При уточнении даты их выезда нужно исходить из того, что, как свидетельствуют документы, Калиграф получил назначение на должность префекта и преподавателя богословия в московской Академии только 31 января 1755 года. В дороге ему не повезло — сломал ногу. Лишь в августе следующего, 1756 года, по выздоровлении, новый префект приступил к исполнению своих обязанностей в Заиконоспасском монастыре.
Значит, пребывание Сковороды в Москве приходится на 1755й и, возможно, 1756 год, но никак не на 1754й.
Калиграф, человек европейски образованный, вез с собой из Киева обширную библиотеку, которую украшали книги Эразма Роттердамского и особо почитаемого им Лейбница.

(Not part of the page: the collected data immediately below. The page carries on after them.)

PR #173, opened 2017-11-30
Added test cases for quoted strings.

jessealva:
These are some missing tests for incubator-openwhisk - PR 2462.  Not all strings are reachable...some are in debug messages and there is no facility for enabling debugging in the cli in tests right now. 

Also some of these are not reachable as there is no way for me to force a break of the code as the messages are embedded in an automated sdk install portion of the code.

I added as many tests as I could based on what was reachable via the testing framework.


jessealva:
@drcariel would you like to review this guy and see what you think?

tests/src/test/scala/system/basic/WskSdkTests.scala
```diff
@@ -82,6 +84,76 @@ class WskSdkTests extends TestHelpers with WskTestHelpers {
     }
   }
 
+  it should "download docker sdk when blackbox.tar.gz exists, and docker name should be quoted in error." in {
```
dubeejw: Could use `Seq` to squash this test and `"download ios sdk when OpenWhiskIOSStarterApp.zip exists, and ios name should be quoted in error.` into one test.

tests/src/test/scala/system/basic/WskSdkTests.scala
```diff
@@ -82,6 +84,76 @@ class WskSdkTests extends TestHelpers with WskTestHelpers {
...
+        workingDir = dir,
+        expectedExitCode = 1).stderr should include(
+        s"""The file '${fileName}' already exists.  Delete it and retry.""")
+    } finally {
+      file.delete()
+      FileUtils.deleteDirectory(dir)
+    }
+  }
+
+  it should "download ios sdk, check filename is quoted in error when create fails." in {
```
dubeejw: Can we expect the same directory permission issue with the Docker SDK?

```
$ mkdir wskinstall
$ chmod 555 wskinstall
$ cd wskinstall
$ wsk sdk install docker
error: The docker SDK installation failed: Error creating SDK file 'blackbox.tar.gz': open blackbox.tar.gz: permission denied
```

Could test both with `Seq`.

jessealva: I'll have to double check this one but last i checked i think there was no way to inject the bad permissions between the download and extraction.

houshengbo:
@jessealva please take a look at the issue: https://github.com/apache/incubator-openwhisk-cli/issues/221 Travis build is not happy at this moment, due to async with openwhisk.

rabbah:
@dubee this needs a rebase --- is this something you can do? otherwise going to close this.

PR #177, opened 2017-12-12
Move core/routemgmt & routemgmt install scripts to cli from main repo

ServoKvd:


rabbah:
The actions really belong with the API gateway.

PR #194, opened 2023-07-26
feat: Allow specifying Aviator API URL from configuration

travigd:
Feature request from a customer to support on-prem installations.

Ideally this would be configurable per-repo as it's possible that a user might have some repositories that use the \~\~cloud~~ version of Aviator and some that use on-prem, but that's not very likely at this point and I didn't want to add that complexity to this pull request.

### DIFF
--- a/internal/avgql/client.go
+++ b/internal/avgql/client.go
@@ -2,21 +2,29 @@ package avgql
 
 import (
 	"context"
+	"net/url"
 	"os"
 
+	"emperror.dev/errors"
 	"github.com/aviator-co/av/internal/config"
 	"github.com/shurcooL/graphql"
+	"github.com/sirupsen/logrus"
 	"golang.org/x/oauth2"
 )
 
-func NewClient() *graphql.Client {
+func NewClient() (*graphql.Client, error) {
 	src := oauth2.StaticTokenSource(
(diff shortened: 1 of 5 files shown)


internal/avgql/client.go
```diff
@@ -2,21 +2,29 @@ package avgql
...
-func NewClient() *graphql.Client {
+func NewClient() (*graphql.Client, error) {
 	src := oauth2.StaticTokenSource(
 		&oauth2.Token{AccessToken: config.Av.Aviator.APIToken},
 	)
 	httpClient := oauth2.NewClient(context.Background(), src)
 	apiURL := os.Getenv("AV_GRAPHQL_URL")
 	if apiURL == "" {
-		apiURL = "https://api.aviator.co/graphql"
+		baseURL, err := url.Parse(config.Av.Aviator.APIHost)
```
ErichKramer, line 22: should config take priority or should env var take priority?

Config taking prio makes sense to me.

draftcode (approved):

ErichKramer (approved):

jainankit (approved):

internal/avgql/client.go
travigd: I think environment variables should usually take priority since it's easier to override them in more local contexts. My order is always:
* Defaults
* Config files
* Environment variables
* Flags

PR #198, opened 2023-08-21
[MER-2188] Use gh auth token if it's available

draftcode:

### DIFF
--- a/cmd/av/main.go
+++ b/cmd/av/main.go
@@ -1,8 +1,11 @@
 package main
 
 import (
+	"bytes"
 	"fmt"
 	"os"
+	"os/exec"
+	"strings"
 	"sync"
 	"time"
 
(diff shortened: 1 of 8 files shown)


cmd/av/main.go
```diff
@@ -149,6 +152,22 @@ func checkCliVersion() {
 var once sync.Once
 var lazyGithubClient *gh.Client
 
+func discoverGitHubAPIToken() string {
```
travigd, line 155: Probably just makes sense to call this as part of `getClient` and return the "github token must be set" error from `getClient`.

travigd (approved):
Looks good. I think @ErichKramer looked into this at some point and identified some reason it might not actually work, so we should get his input on this.

cmd/av/main.go
draftcode: Done.

PR #199, opened 2023-08-24
[MER-2814] Automatically make a PR draft

draftcode:
This creates a PR in a draft state when the title contains "WIP". Can be
turned off in the config.

### DIFF
--- a/cmd/av/pr_create.go
+++ b/cmd/av/pr_create.go
@@ -69,6 +69,11 @@ Examples:
 			prCreateFlags.Body = string(bodyBytes)
 		}
 
+		draft := config.Av.PullRequest.Draft
+		if cmd.Flags().Changed("draft") {
+			draft = prCreateFlags.Draft
+		}
+
 		if _, err := actions.CreatePullRequest(
 			context.Background(), repo, client, tx,
 			actions.CreatePullRequestOpts{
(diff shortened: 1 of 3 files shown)


travigd (commented):
I have mixed feelings on this. It's, to some extent, feature bloat and also a feature that might end up being surprising to people who don't know about it.

The use case for this is presumably just forgetting to pass `--draft` on the command line when running `av pr create` and I don't see a strong reason to justify this when passing `--draft` is still pretty easy. (I'm generally in favor of trying to have a forgiving UX that is build with an awareness that people make mistakes and forget to do things, but I don't know if the tradeoff is worth it here).

I've imagined before having a more structured way to do this kind of thing. I wonder if we could so something like have special "comment directives" in the editor that can change the behavior. For example, maybe adding a `%%draft` line in the editor, or having something like [Markdown frontmatter](https://daily-dev-tips.com/posts/what-exactly-is-frontmatter/). That way it's also discoverable -- we can include instructions at the bottom of the editor (where we currently list all the commits that will be included as part of the pull request).

All that being said, this is a pretty small change, so if you feel strongly, more than happy to just approve. Let me know your thoughts!

draftcode:
I found myself forgetting to set --draft after the PR is created multiple times, so if this is an acceptable feature, then I'd like to proceed with this.

doratzeng (approved):

PR #200, opened 2023-08-29
[MER-2744] fix: look for correct git dir path.

ErichKramer:

### DIFF
--- a/cmd/av/helpers.go
+++ b/cmd/av/helpers.go
@@ -18,18 +18,25 @@ var cachedRepo *git.Repo
 
 func getRepo() (*git.Repo, error) {
 	if cachedRepo == nil {
-		cmd := exec.Command("git", "rev-parse", "--show-toplevel")
+		cmd := exec.Command("git", "rev-parse", "--path-format=absolute", "--show-toplevel", "--git-common-dir")
+
 		if rootFlags.Directory != "" {
 			cmd.Dir = rootFlags.Directory
 		}
-		toplevel, err := cmd.Output()
+		paths, err := cmd.Output()
 		if err != nil {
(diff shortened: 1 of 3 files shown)


cmd/av/init.go
```diff
@@ -52,7 +52,7 @@ var initCmd = &cobra.Command{
 
 		cu.Cancel()
 		if err := tx.Commit(); err != nil {
-			return err
+			return fmt.Errorf("Could not get write to local DB: %w", err)
```
travigd, line 55: No need to wrap these errors. Generally we only wrap where we can provide additional context, but in these cases, we're not providing any additional context (the reason for the failure to write should be provided by the error returned by `tx.Commit`), so don't wrap them.

travigd: I think all of the error wraps you've added in this file are unnecessary, can you just remove them all?

cmd/av/helpers.go
```diff
@@ -18,18 +18,21 @@ var cachedRepo *git.Repo
...
 		if rootFlags.Directory != "" {
 			cmd.Dir = rootFlags.Directory
 		}
-		toplevel, err := cmd.Output()
+		gitPath, err := cmd.Output()
 		if err != nil {
 			return nil, errors.Wrap(
 				err,
-				"failed to determine repo toplevel (are you running inside a Git repo?)",
+				"failed to determine current worktree's git directory (are you running inside a Git repo?)",
```
travigd, line 30: Most users won't know what a worktree is, let's try to make this error a little bit more friendly.
```suggestion
				"failed to find .git directory (are you running inside a Git repo?)",
```

draftcode (approved):

PR #213, opened 2023-11-20
feat: Add `--reviewers` to `av pr create`

travigd:

### DIFF
--- a/cmd/av/pr_create.go
+++ b/cmd/av/pr_create.go
@@ -4,7 +4,6 @@ import (
 	"context"
 	"io"
 	"os"
-	"strings"
 
 	"emperror.dev/errors"
 	"github.com/aviator-co/av/internal/actions"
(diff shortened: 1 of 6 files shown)


cmd/av/pr_create.go
```diff
@@ -85,12 +88,22 @@ Examples:
...
+		if err != nil {
 			return err
 		}
 		if err := tx.Commit(); err != nil {
 			return err
 		}
+
+		// Do this after creating the PR and committing the transaction so that
+		// our local database is up-to-date even if this fails.
+		if len(prCreateFlags.Reviewers) > 0 {
```
jainankit, line 101: Doesn't GH allow passing reviewers as part of creating the PR? I wonder if it does, would the behavior be different to do this in two separate steps. Would GH assign some default reviewers still

internal/actions/reviewers.go
```diff
@@ -0,0 +1,74 @@
...
+// It accepts a list of reviewers, which can be either GitHub user logins or
+// team names in the format `@organization/team`.
+func AddPullRequestReviewers(
+	ctx context.Context,
+	client *gh.Client,
+	prID githubv4.ID,
+	reviewers []string,
+) error {
+	_, _ = fmt.Fprint(os.Stderr,
+		"  - adding ", colors.UserInput(len(reviewers)), " reviewers to pull request\n",
```
jainankit, line 25:
```suggestion
		"  - adding ", colors.UserInput(len(reviewers)), " reviewer(s) to pull request\n",
```

cmd/av/pr_create.go
travigd: > Doesn't GH allow passing reviewers as part of creating the PR?

The create pull request API (mutation `createPullRequest`) does not have a way to assign reviewers (nor does the `updatePullRequest` mutation).

jainankit (approved):

PR #218, opened 2023-12-20
[MER-3309] Add an extra merge commit detection based on commit messages

draftcode:
When a PR gets closed by "Close #123", usually GitHub marks the PR to be
closed by certain commit. However, this mechanism is not reliable, and
sometimes GitHub doesn't mark it so and just close it. This breaks the
merge commit detection since av-cli doesn't have a way to know it from
GitHub API.

By using git-log, we can figure out whether there's actually a commit
that closes the PRs with this comment. This adds that extra detection
method.

In order to make this work, it moves the timing of git-fetch. This is
needed in order for a local repository to have commits in the upstream
to check the commit messages.

### DIFF
--- a/internal/actions/sync_branch.go
+++ b/internal/actions/sync_branch.go
@@ -61,6 +61,10 @@ func SyncBranch(
 		}
 	} else {
 		if opts.Fetch {
+			fetchHead, err := fetchRemoteTrunkHead(repo, tx, branch)
+			if err != nil {
+				return nil, err
+			}
 			update, err := UpdatePullRequestState(ctx, client, tx, branch.Name)
 			if err != nil {
 				_, _ = fmt.Fprint(os.Stderr, colors.Failure("      - error: ", err.Error()), "\n")
@@ -77,6 +81,14 @@ func SyncBranch(
 						" (create one with ", colors.CliCmd("av pr create"),
 					" or ", colors.CliCmd("av stack submit"), ")\n",
 				)
+			} else if branch.PullRequest.State == githubv4.PullRequestStateClosed && branch.MergeCommit == "" {
+				branch.MergeCommit, err = findMergeCommitWithGitLog(repo, fetchHead, branch)
+				if err != nil {
+					return nil, errors.Wrap(err, "failed to find the merge commit from git-log")
+				}
+				if branch.MergeCommit != "" {
+					tx.SetBranch(branch)
+				}
 			}
 		}
 
@@ -243,15 +255,6 @@ func syncBranchRebase(
 			"  - rebasing ", colors.UserInput(branch.Name),
 			" on top of merge commit ", colors.UserInput(short), "\n",
 		)
-		if opts.Fetch {
-			if _, err := repo.Git("fetch", "origin", origParentBranch.MergeCommit); err != nil {
-				return nil, errors.WrapIff(
-					err,
-					"failed to fetch merge commit %q from origin",
-					short,
-				)
-			}
-		}
 
 		// Replay the commits from this branch directly onto the merge commit.
 		// The HEAD of trunk might have moved forward since this, but this is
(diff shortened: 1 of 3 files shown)


internal/actions/sync_branch.go
```diff
@@ -420,6 +423,36 @@ func syncBranchRebase(
 	return nil, nil
 }
 
+func fetchUpstreamCommits(repo *git.Repo, tx meta.WriteTx, branch meta.Branch) (string, error) {
```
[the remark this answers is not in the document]
travigd: Actually, maybe `fetchRemoteTrunkHead` would be a better name (it's my understanding that that's what this function is doing -- let me know if I misunderstood).

internal/actions/sync_branch.go
```diff
@@ -420,6 +423,36 @@ func syncBranchRebase(
...
+	parent := branch
+	for parent.Parent.Name != "" {
+		parent, _ = tx.Branch(parent.Parent.Name)
+	}
```
travigd, line 430: I think this could just be simplified to something like

```
trunk, ok := meta.Trunk(branch)
```

internal/git/log.go
```diff
@@ -0,0 +1,93 @@
...
+)
+
+var (
+	closeCommitPattern = regexp.MustCompile(`(?i)\b(?:close|closes|closed|fix|fixes|fixed|resolve|resolves|resolved)\W+#(\d+)\b`)
+)
+
+type LogOpts struct {
+	// RevisionRange is the range of the commits specified by the format described in
+	// git-log(1).
+	RevisionRange string
```
travigd, line 21: Technically this should be `[]string`.

internal/git/log.go
```diff
@@ -0,0 +1,93 @@
...
+}
+
+// Log returns a list of commits specified by the range.
+func (r *Repo) Log(opts LogOpts) ([]*CommitInfo, error) {
+	res, err := r.Run(&RunOpts{
+		Args:      []string{"log", "--format=%H%x00%h%x00%s%x00%b%x00", opts.RevisionRange},
```
travigd, line 27: Can you add a trailing `--` here to avoid the possibility of an ambiguous revision/path error? According to manpages, `git log` can take paths as well.

internal/actions/sync_branch.go
```diff
@@ -420,6 +423,36 @@ func syncBranchRebase(
...
+	return commitHash, nil
+}
+
+// findMergeCommitWithGitLog looks for the merge commit for a specified PR.
+//
+// Usually, GitHub should set which commit closes a pull request. This is known to be not that
+// reliable. When we cannot find a merge commit for a closed PR, we try to find if any commit in the
+// upstream closes the pull request as a fallback.
+func findMergeCommitWithGitLog(repo *git.Repo, upstreamCommit string, branch meta.Branch) (string, error) {
+	cis, err := repo.Log(git.LogOpts{RevisionRange: branch.Name + ".." + upstreamCommit})
```
travigd, line 448: Can we use the more explicit syntax here rather than the double dot? I don't always remember what the double dot means. Also would be helpful either way to have a comment explaining what we're querying.
```suggestion
    // Find all commits that have been merged into the trunk since this branch
	cis, err := repo.Log(git.LogOpts{RevisionRange: []string{upstreamCommit, "^" + branch.Name}})
```

(^assuming you incorporate my suggested change below about `RevisionRange` being a slice)

internal/actions/sync_branch.go
```diff
@@ -420,6 +423,36 @@ func syncBranchRebase(
...
+func fetchUpstreamCommits(repo *git.Repo, tx meta.WriteTx, branch meta.Branch) (string, error) {
+	parent := branch
+	for parent.Parent.Name != "" {
+		parent, _ = tx.Branch(parent.Parent.Name)
+	}
+
+	if _, err := repo.Git("fetch", "origin", parent.Name); err != nil {
+		return "", errors.WrapIff(err, "failed to fetch %q from origin", parent.Name)
+	}
+	commitHash, err := repo.RevParse(&git.RevParse{Rev: "FETCH_HEAD"})
```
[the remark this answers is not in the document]
draftcode: Depending on the fetch spec, the name of the local remote tracking branch can be different, or it doesn't exist at all. While the race condition does exist, the chance it hits that condition is narrow. vs. this local remote tracking branch not existing can happen permanently (namely GitHub Actions' checkout doesn't have it). So, this is intentionally FETCH_HEAD.

internal/actions/sync_branch.go
```diff
@@ -61,6 +61,10 @@ func SyncBranch(
 		}
 	} else {
 		if opts.Fetch {
+			fetchHead, err := fetchUpstreamCommits(repo, tx, branch)
```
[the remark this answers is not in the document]
draftcode: No. This is actually used outside of that case.

Without this upstream fetch, the merge commit won't exist locally. This makes the rebase process in syncBranchRebase unable to rebase on top of the merged commit.

internal/actions/sync_branch.go
draftcode: Done.

internal/actions/sync_branch.go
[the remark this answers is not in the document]
draftcode: Done.

internal/actions/sync_branch.go
draftcode: Done.

internal/git/log.go
draftcode: Done.

internal/git/log.go
draftcode: Done.

internal/git/log.go
```diff
@@ -0,0 +1,93 @@
...
+
+func trimNUL(s string) string {
+	return strings.Trim(s, "\x00")
+}
+
+// FindClosedPRs finds the "closes #123" instructions from the commit messages. This returns a PR
+// number to commit hash mapping.
+//
+// See https://docs.github.com/en/issues/tracking-your-work-with-issues/linking-a-pull-request-to-an-issue#linking-a-pull-request-to-an-issue-using-a-keyword
+func FindClosedPRs(cis []*CommitInfo) map[int64]string {
```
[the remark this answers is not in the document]
draftcode: Done.

travigd (approved):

К характеристике спутника Сковороды следует добавить еще одну немаловажную деталь. Он был из выкрестов — принявших православие евреев, и, как это нередко бывает с выкрестами, подвизающимися на духовном поприще, Калиграф чувствовал себя в новой обстановке не совсем уверенно. Мало того, что к нему со всех сторон присматривались не без ревности, он и сам мое подать явный повод для нее. Так, кстати, получилось с ним в Москве. Произнося здесь одну из норных своих проповедей, Калиграф, что называется, сорвался: избрав темой суеверие, он сделал упор на том, что иконопочитание часто превращается в идолопочитание, и в увлечении переступил ту тончайшую богословскую грань, за которой его суждения приобретали уже привкус ереси. Где-нибудь в другом месте и в иное время (например, в северной столице при ее основателе Петре) ему бы такая вольность и сошла незаметно, но не в Москве с ее обостренным слухом на мельчайшую догматическую фальшивинку, с ее многовековой влюбленностью в икону — земное вместилище небесной красоты. Да, икона может сделаться для невежды чуть ли не идолом, но сама она по природе своей не просто деревянная доска, разрисованная яичной краской и покрытая олифой, а образ святости. Этого не понимали византийские иконоборцы, этого не хотят понимать лютеране и кальвинисты, а с ними заодно и приезжий «философ».